The nucleotide sequence of the promoter of the epothilone biosynthesis gene P3 of sorangium cellulosum So ce M4 is disclosed in the patent application numbers: 201811486406.X, the invention name is: a novel epothilone biosynthesis gene P3 promoter, and a preparation method and application thereof.
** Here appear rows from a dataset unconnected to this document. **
PR #1423, opened 2021-12-17
DRG: Add Firstminds' Focus Gauge, mark supported for 6.0

ebshimizu:
Dependent on #1370, will take this PR out of draft mode once that PR is merged.

This PR adds the Firstminds' Focus gauge and tracks uses of Wyrmwind Thrust. It also adjusts the expected GCDs for Battle Litany from 8 to 6 in accordance with the reduced buff duration for BL.

This, and #1370, should be all that DRG needs for a base level of support in 6.0.


src/data/ACTIONS/root/DRG.ts
```diff
@@ -74,7 +74,7 @@ export const DRG = ensureActions({
 		icon: 'https://xivapi.com/i/000000/000317.png',
 		onGcd: true,
 		speedAttribute: Attribute.SKILL_SPEED,
-		potency: 140,
+		potency: 250,
```
KelosPelmand: There is a potency here and a combo potency, should this one be the non-comboed 140?

src/parser/jobs/drg/modules/Gauge.tsx
```diff
@@ -0,0 +1,78 @@
...
+			content: <Trans id="drg.gauge.suggestions.overcapped-fmf.content">
+				Make sure to use <DataLink action="WYRMWIND_THRUST" /> before <DataLink action="RAIDEN_THRUST" /> or <DataLink action="DRACONIAN_FURY" /> when you already have two charges of Firstminds' Focus to prevent losing uses of <DataLink action="WYRMWIND_THRUST" /> by overcapping.
+			</Trans>,
+			tiers: {
+				1: SEVERITY.MEDIUM,
+				2: SEVERITY.MAJOR,
+			},
+			value: fmfOvercap,
+			why: <Trans id="drg.gauge.suggestions.overcapped-fmf.why">
+				<Plural value={fmfOvercap} one="# Firstminds' Focus charge" other="# Firstminds' Focus charges" /> were lost.
```
KelosPelmand: Naming consideration: A 'charge' is used as a game term refering to having a use of an ability charged.  Perhaps another term such as stack would be more appropriate here and in the content message?

src/data/ACTIONS/root/DRG.ts
ebshimizu: yes thanks for catching!

src/parser/jobs/drg/modules/Gauge.tsx
ebshimizu: Stack works for me, the guide just calls it "Firstminds' Focus" and i definitely forgot charge is used in-game.

KelosPelmand (approved):
Looks good to me now

AzariahAeroborn (approved):

PR #1424, opened 2021-12-17
SCH - EW data updates

thatcsguy:
- PR #1405 moves everything out of the ACN action file, but we made the same spell changes. Shouldn't matter who merges first.


src/data/ACTIONS/root/SCH.ts
```diff
@@ -101,7 +110,29 @@ export const SCH = ensureActions({
 		name: 'Art of War',
 		icon: 'https://xivapi.com/i/002000/002819.png',
 		onGcd: true,
-		speedAttribute: Attribute.SPELL_SPEED,
+	},
```
KelosPelmand, line 139: Art of War and Art of War II appear to be affected by spell speed in game.

KelosPelmand (changes requested):
The SMN data pr straight up deletes ACN.ts after moving the 3 skills still used by max level SCH out of it.  If you want to keep the remaining sub-90 skills, I would personally recommend putting them into SCH.ts instead going forward.

src/data/ACTIONS/root/SCH.ts
thatcsguy: Sorry, was thinking that SpS reduced recasts by default but I see now that's not the case. Added.

> The SMN data pr straight up deletes ACN.ts after moving the 3 skills still used by max level SCH out of it. If you want to keep the remaining sub-90 skills, I would personally recommend putting them into SCH.ts instead going forward.

Yep, I'll move this back to draft until you can get that merged and I'll deal with any conflicts. I don't believe anything other than what you ported to SCH is needed.

AzariahAeroborn (approved):

PR #1425, opened 2021-12-18
RPR - Communio is 2.5s recast

hintxiv:


AkairyuGestalter (changes requested):
Why do we even have a cooldown on this? It doesn't have a long cooldown like the dances/air anchor, etc. and we don't generally need to specify the recast for spells, just the cast time. I think it's technically more appropriate to remove the cooldown entirely.

AkairyuGestalter (approved):

PR #1429, opened 2021-12-18
RPR - Tincture

hintxiv:


src/parser/jobs/rpr/modules/Tincture.tsx
```diff
@@ -0,0 +1,60 @@
...
+		this.addEvaluator(new ExpectedActionsEvaluator({
+			expectedActions: [
+				{
+					action: this.data.actions.COMMUNIO,
+					expectedPerWindow: 2,
+				},
+			],
+			suggestionIcon: this.data.actions.INFUSION_STR.icon,
+			suggestionContent: <Trans id="rpr.tincture.suggestions.trackedActions.content">
+				Try to fit two <DataLink action="COMMUNIO"/>s while under the effects of a Tincture.
```
KelosPelmand: How will this look when the action link translates?  Would "Try to use <Communio> two times while under the effects of a Tincture." or ".. two times during each Tincture" be better?  Maybe this doesn't matter since the whole line should get translated?

src/parser/jobs/rpr/modules/Tincture.tsx
```diff
@@ -0,0 +1,60 @@
...
+}
+
+// Remove support actions from the table to avoid clutter
+const IGNORED_ACTIONS: ActionKey[] = [
+	'ARCANE_CREST',
+	'ARMS_LENGTH',
+	'BLOODBATH',
+	'FEINT',
+	'HELLS_EGRESS',
+	'HELLS_INGRESS',
```
ayyaruq, line 22: Maybe also Regress?

ayyaruq (commented):
This will need to merge `endwalker` to unfuck CI. Q about adding Regress to ignored actions tho.

AkairyuGestalter (approved):

PR #1431, opened 2021-12-18
DRK 6.0 initial support

AzariahAeroborn:
What it says on the tin.  

- Added module to track Salt and Darkness usage: should be used 1 time per Salted Earth, and warn if it does not do damage to at least 1 target each use.
- Adjusted Delirium, as it's no longer a buff window but simply 3 stacks to use on free Blood attacks before the stacks expire
- Updated the list of functional tests with assistance from Nikroulah on the Balance
- Fixed new skills not being added to the ActionTimeline order
- Fixed wrong ID added for Salt and Darkness
- Fixed Unmend so it now is marked as not breaking combo


src/parser/jobs/drk/modules/ActionTimeline.tsx
```diff
@@ -9,17 +9,20 @@ export class ActionTimeline extends CoreActionTimeline {
...
 		// oGCD Damage
 		'LIVING_SHADOW',
+		'SHADOWBRINGER',
 		'EDGE_OF_SHADOW',
 		'FLOOD_OF_SHADOW',
 		'CARVE_AND_SPIT',
 		'ABYSSAL_DRAIN',
 		'PLUNGE',
 		'SALTED_EARTH',
+		'SALT_AND_DARKNESS',
```
ayyaruq, line 19: Could probably group these but whatevs. Consider C&S and Abyssal too since they're on a shared CD anyway.

src/parser/jobs/drk/modules/ActionTimeline.tsx
```diff
@@ -9,17 +9,20 @@ export class ActionTimeline extends CoreActionTimeline {
...
 		// Personal Mitigation
 		'LIVING_DEAD',
 		'SHADOW_WALL',
 		'RAMPART',
 		'DARK_MIND',
+		'OBLATION',
```
ayyaruq: Oblation is also part mitigation, you can put it on anyone, just like TBN.

src/parser/jobs/drk/modules/SaltAndDarkness.tsx
```diff
@@ -0,0 +1,80 @@
...
+	private onSaltDarknessDamage(event: Events['damage']) {
+		if (isSuccessfulHit(event)) {
+			this.saltAndDarknessDamaged++
+		}
+	}
+
+	private onComplete() {
+		const unused = this.saltedEarthUsed - this.saltAndDarknessUsed
+		this.suggestions.add(new TieredSuggestion({
+			icon: this.data.actions.SALT_AND_DARKNESS.icon,
```
ayyaruq, line 56: I'd maybe swap the icon for one of these, just so it's easier to see when both are triggered.

ayyaruq (commented):
LGTM, nice idea on checklist for Delirium. Smol questions on ActionTimeline but that's really display preference. Consider adding a thing to changelog that 6.0 is explicitly supported tho, prob as a separate entry.

Some things missing tho - Unmend no longer breaks combo, Esteem has its own Shadowbringer (missing in actions), and Plunge is missing the cooldown reducer in OGCDDowntime and a module to actually adjust the cooldown.

src/parser/jobs/drk/modules/ActionTimeline.tsx
AzariahAeroborn: Moved below TBN.

src/parser/jobs/drk/modules/SaltAndDarkness.tsx
AzariahAeroborn: I don't really want to use the Salted Earth icon for "didn't use S&D", and it doesn't make sense to use it for "S&D didn't hit anything", so I'd rather keep the duplicated icon.

AzariahAeroborn:
Unmend is being marked as does not break combo in this PR already.

src/parser/jobs/drk/modules/ActionTimeline.tsx
AzariahAeroborn: I think I prefer having S&D separated since we're making separate recommendations about using that specific skill.  Similarly for keeping AD separated - it's more clear that there's an incorrect skill used if that timeline row shows up on a fight that doesn't have relevant AoE opportunities.

src/parser/jobs/drk/modules/OGCDDowntime.ts
```diff
@@ -13,7 +13,13 @@ export class OGCDDowntime extends CooldownDowntime {
 			cooldowns: [this.data.actions.DELIRIUM],
 			firstUseOffset: 7500,
 		},
-		{cooldowns: [this.data.actions.PLUNGE]},
+		{
+			cooldowns: [this.data.actions.PLUNGE],
+			resetBy: {
+				actions: [this.data.actions.UNMEND],
+				refundAmount: 5,
```
ayyaruq: This is in milliseconds.
```suggestion
				refundAmount: 5000,
```

src/data/ACTIONS/root/DRK.ts
```diff
@@ -86,6 +86,7 @@ export const DRK = ensureActions({
 		name: 'Carve And Spit',
 		icon: 'https://xivapi.com/i/003000/003058.png',
 		cooldown: 60000,
+		cooldownGroup: 1,
```
ayyaruq: CDG here is 14.
```suggestion
		cooldownGroup: 14,
```

src/data/ACTIONS/root/DRK.ts
```diff
@@ -99,6 +100,7 @@ export const DRK = ensureActions({
 		name: 'Abyssal Drain',
 		icon: 'https://xivapi.com/i/003000/003064.png',
 		cooldown: 60000,
+		cooldownGroup: 1,
```
ayyaruq:
```suggestion
		cooldownGroup: 14,
```

ayyaruq (changes requested):

ayyaruq (approved):
LGTM, can you merge latest `endwalker` branch so CI unfucks itself?

AzariahAeroborn:
Added translation tag as requested in #1440 

Resolves #1440

ayyaruq (approved):
LGTM, complete aside but at some point might be worth using TimerGauge for Darkside.

PR #1783, opened 2023-01-28
Use custom filter predicate for requi to avoid dm holy

ackwell:
Title. Filters are just functions - I _think_ this is the first instance of a custom (non-`filter`) filter function, but I thought on it a bit and I'm happy to support this usage pattern. Pretty sure it was intended to be able to be used like this in the first place, hah.

|Play|Before|After|
|--|--|--|
|[Correct](http://localhost:3000/fflogs/a:mR4WwJjFPgAG2Nk9/11/9)|image|image|
|[Incorrect](http://localhost:3000/fflogs/a:qv7GV2WJHjCQbMAT/2/1)|image|image|


Styrfire (approved):
The changes look fantastic! I don't have anything to add!

Styrfire (approved):

Styrfire (approved):

PR #1786, opened 2023-02-05
Feature - Overhaul usage analysis for defensive cooldowns

AkairyuGestalter:
Large-ish overhaul of the display output for defensive cooldowns. Moving away from a checklist-oriented use-maximization focus, towards acknowledging existing usage, and helping players find more opportunities without messing with their current mitigation plans. To that end:

- Defensives is now included in core analysis by default, and role actions are displayed without the need for jobs to specify those individually.
- All jobs (aside from DRG, which _has_ no job-specific defensive cooldown) now include an override of core.
- CooldownDowntime no longer supports defensive cooldown tracking (yay, one less TieredSuggestion)

Note: A couple jobs have some pretty short cooldowns, some of which also consume a secondary resource that I'm on the fence about including:
- PLD: Holy Sheltron and Intervention
- DRK: The Blackest Night
- SAM: Third Eye

I'm defaulting to including them for now, but willing to be talked out of it by job maintainers.

Since this applies to all jobs, I'm just including a core changelog note for it. Seems superfluous to include both core and job ones...


src/parser/jobs/sge/modules/Defensives.tsx
```diff
@@ -0,0 +1,24 @@
...
+		this.data.actions.PHYSIS_II,
+		this.data.actions.ZOE,
+		this.data.actions.SOTERIA,
+		this.data.actions.RHIZOMATA,
+		this.data.actions.KRASIS,
+	]
+
+	// Retaining old Trans ID to maintain i18n
+	protected override headerContent = <Trans id="sge.cooldownDowntime.defense-cd-metric">
+		Using your mitigation and healing cooldowns allows you to help keep the party healthy while continuing to deal damage and healing to your <DataLink showIcon={false} action="KARDIA" /> target.
```
AzariahAeroborn: Not sure it's worth blocking on, but this wording is clunky, sounds like I'm slapping my tank around when on SGE
(while continuing to deal damage ... to your Kardia target)

src/parser/jobs/whm/modules/oGCDs.tsx
```diff
@@ -14,7 +14,7 @@ export class OGCDs extends CooldownDowntime {
 		{cooldowns: [this.data.actions.ASSIZE], weight: 1},
 		{cooldowns: [this.data.actions.PRESENCE_OF_MIND], weight: 1},
 	]
-	override defensiveCooldowns = [
+	override suggestionOnlyCooldowns = [
```
AzariahAeroborn, line 17: Should these be removed instead and consolidated with the defensives module?  Seems like this is going to result in duplication.

src/parser/jobs/sge/modules/Defensives.tsx
```diff
@@ -0,0 +1,24 @@
...
+import React from 'react'
+
+export class Defensives extends CoreDefensives {
+	protected override trackedDefensives = [
+		this.data.actions.PNEUMA,
+		this.data.actions.HOLOS,
+		this.data.actions.PANHAIMA,
+		this.data.actions.HAIMA,
+		this.data.actions.PHYSIS_II,
+		this.data.actions.ZOE,
```
AzariahAeroborn: Might be worth some further discussion as to whether Zoe should be excluded since it's often bound with Pneuma.

src/parser/core/modules/Defensives.tsx
```diff
@@ -1,89 +1,163 @@
...
-		this.addEventHook('complete', this.onComplete)
+	private getUses(defensive: Action): number {
+		return this.cooldowns.cooldownHistory(defensive).length
 	}
 
-	private formatUsages(defensive: Action): React.ReactNode {
-		const uses = this.uses.get(defensive.id) ?? 0
-		const maxUses = this.cooldownDowntime.calculateMaxUsages({cooldowns: [defensive]})
+	private getMaxUses(defensive: Action): number {
+		return this.cooldownDowntime.calculateMaxUsages({cooldowns: [defensive]})
```
AzariahAeroborn: This isn't accounting for drift required to match the existing usages, and results in showing a Max Uses that's higher than what we're recommending in the details.  See Physis II on this log - 3/8 uses shown, but the breakdown only shows 3 possible extra uses in the downtimes.
http://localhost:3000/fflogs/A948DrvXpx1MzRaL/5/6

src/parser/core/modules/Defensives.tsx
```diff
@@ -1,89 +1,163 @@
...
+		roleDefensives.forEach(roleAction => {
+			if (!this.trackedDefensives.find(action => roleAction.id === action.id)) {
+				this.trackedDefensives.push(roleAction)
+			}
 		})
+	}
 
-		this.addEventHook('complete', this.onComplete)
+	private getUses(defensive: Action): number {
+		return this.cooldowns.cooldownHistory(defensive).length
```
AzariahAeroborn: This is failing to exclude interrupted casts and is instead counting them as uses.  See Pneuma on this log
http://localhost:3000/fflogs/A948DrvXpx1MzRaL/5/6

AzariahAeroborn (changes requested):
I didn't dig into additional specific classes beyond WHM and SGE (that were in the log I checked and referenced for the comments on usage & max usage calculations).  High level, seems reasonable, but concerned about the WHM duplication and the usage calcs.

src/parser/jobs/sge/modules/Defensives.tsx
AkairyuGestalter: Updated the wording to say "...deal damage to enemies and healing to your Kardia target." Happy to tweak the wording farther if we need to but this should at least clarify it a bit.

src/parser/jobs/sge/modules/Defensives.tsx
AkairyuGestalter: Yknow, that's a fair point. I can't remember the last time I used Zoe for something other than Pneuma, aside from mis-pressing the button. I'll remove it for now.

src/parser/core/modules/Defensives.tsx
AkairyuGestalter: That is intentional. I want to both show where the user can get additional uses given their existing ones, and also show them whether or not they're truly maximizing the potential usage of the skill. Think of something linke Pneuma that's got a long CD. If someone were to consistently use it at an interval of 235s for example, we wouldn't be showing any extra opportunities since there's no way to fit an additional 120s CD in between, but they'd only be getting about half of the possible uses in a fight. If there's a better way to communicate that then I'm all ears, but the numbers are technically correct to what they should be.

src/parser/jobs/whm/modules/oGCDs.tsx
AkairyuGestalter: I was leaning towards leaving this in at first, and deciding based on user feedback later whether the suggestions were still helpful. Yes it'll duplicate information about them, but since the new Defensives doesn't suggestions

src/parser/core/modules/Defensives.tsx
AkairyuGestalter: Yeah, that's a thing. I updated the code to filter out any cooldown history entries where the cooldown ended due to interruption and that seems to have fixed the problem.

src/parser/core/modules/Defensives.tsx
AkairyuGestalter: After our additional discussion on Discord, revising this to show the maximum as the sum of actual usage plus the extra uses shown in the table. I toyed with having the accordion labels be [ActionName] - Used: [count] - Available: [count] or something like that and it didn't feel better than the simple [used]/[total] version so I left it that way with the calculation fix in place

AzariahAeroborn (approved):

The sorangium cellulosum So ce M4 is preserved in Guangdong province microorganism culture collection center (GDMCC), and the preservation number is as follows: GIM1.777, which was marketed before the filing date of this patent.

Drawings

FIG. 1 is a sequencing validation diagram for constructing a TALE-TF element;

FIG. 2 is a vector targeting the TALE-TF element of the promoter of the epothilone biosynthetic gene: PTALEN R36;

FIG. 3 is a PCR validation of the targeted recombinant vector construction: wherein, the diagram A is PtalenR36 vector which is obtained by inserting the VP64 element after enzyme digestion into BamHI and SacI double-enzyme digestion and contains TALE-TF element of the target P3 promoter; lanes 1-10 are different colony PCR product identification; FIG. B shows the P43 promoter after digestion inserted into the PTALE-VP64 vector after digestion; lanes 1-4 are different colony PCR product identification; lane 5 is a positive control;

FIG. 4 is a drawing showing the confirmation of introduction of the recombinant vector PTALE-VP64-P43 into Sorangium cellulosum So ce M4;

FIG. 5 is a fluorescent quantitative PCR analysis of the expression levels of epoA, epoC and epoK genes for epothilone biosynthesis; wherein dCas9-VP64 represents Sorangium cellulosum So ce M4 transferred into pCDNA-dCas9/VP64 vector, and RP3-TALE-VP64 represents PTALE-VP64-P43 recombinant vector Sorangium cellulosum So ce M4;

FIG. 6 is a graph of LC-MS analysis of yields of wild Sorangium cellulosum So ce M4 and recombinant Sorangium cellulosum So ce M4 epothilone B: a is a yield comparison analysis chart, wherein So ce M4 represents wild Sorangium cellulosum So ce M4, and TALE-So ce M4 represents recombinant Sorangium cellulosum So ce M4; and the B picture and the C picture are respectively LC-MS analysis of wild Sorangium cellulosum So ce M4 and recombinant Sorangium cellulosum So ce M4 epothilone B.

Detailed Description

The following examples are further illustrative of the present invention and are not intended to be limiting thereof.

The G52 liquid medium used had the following composition: 8g/L of potato starch, 2g/L of glucose, 2g/L of soybean protein zymolyte, 2g/L of yeast extract, 8mg/L of EDTA iron sodium, 1g/L of MgSO4.7H2O, 1g/L of CaCl2, 0.5g/L of Tris and water as a solvent, and adjusting the pH to 7.4 by hydrochloric acid.